**What you have to do**
Once the line with "list. Now it" is found in the data, output it and each following line exactly, up to and including the line with "RoddyCore/src/de/dkfz/roddy/config/FilenamePattern.java", and nothing before or after.

**The data**
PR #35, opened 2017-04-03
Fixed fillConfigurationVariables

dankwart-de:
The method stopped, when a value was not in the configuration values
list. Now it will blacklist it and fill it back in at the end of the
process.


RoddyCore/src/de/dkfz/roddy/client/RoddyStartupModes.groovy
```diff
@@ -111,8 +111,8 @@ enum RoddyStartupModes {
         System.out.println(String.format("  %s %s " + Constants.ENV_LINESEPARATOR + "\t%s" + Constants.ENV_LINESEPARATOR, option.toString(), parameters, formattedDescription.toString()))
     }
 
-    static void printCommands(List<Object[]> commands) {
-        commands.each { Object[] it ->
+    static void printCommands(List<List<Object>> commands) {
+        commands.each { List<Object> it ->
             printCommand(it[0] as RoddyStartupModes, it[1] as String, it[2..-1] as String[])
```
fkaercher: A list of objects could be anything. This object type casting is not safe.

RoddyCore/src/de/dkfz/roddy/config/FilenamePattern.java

--

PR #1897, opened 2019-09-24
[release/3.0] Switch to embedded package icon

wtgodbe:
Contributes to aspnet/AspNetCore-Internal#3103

**Expected answer**
list. Now it will blacklist it and fill it back in at the end of the
process.


RoddyCore/src/de/dkfz/roddy/client/RoddyStartupModes.groovy
```diff
@@ -111,8 +111,8 @@ enum RoddyStartupModes {
         System.out.println(String.format("  %s %s " + Constants.ENV_LINESEPARATOR + "\t%s" + Constants.ENV_LINESEPARATOR, option.toString(), parameters, formattedDescription.toString()))
     }
 
-    static void printCommands(List<Object[]> commands) {
-        commands.each { Object[] it ->
+    static void printCommands(List<List<Object>> commands) {
+        commands.each { List<Object> it ->
             printCommand(it[0] as RoddyStartupModes, it[1] as String, it[2..-1] as String[])
```
fkaercher: A list of objects could be anything. This object type casting is not safe.

RoddyCore/src/de/dkfz/roddy/config/FilenamePattern.java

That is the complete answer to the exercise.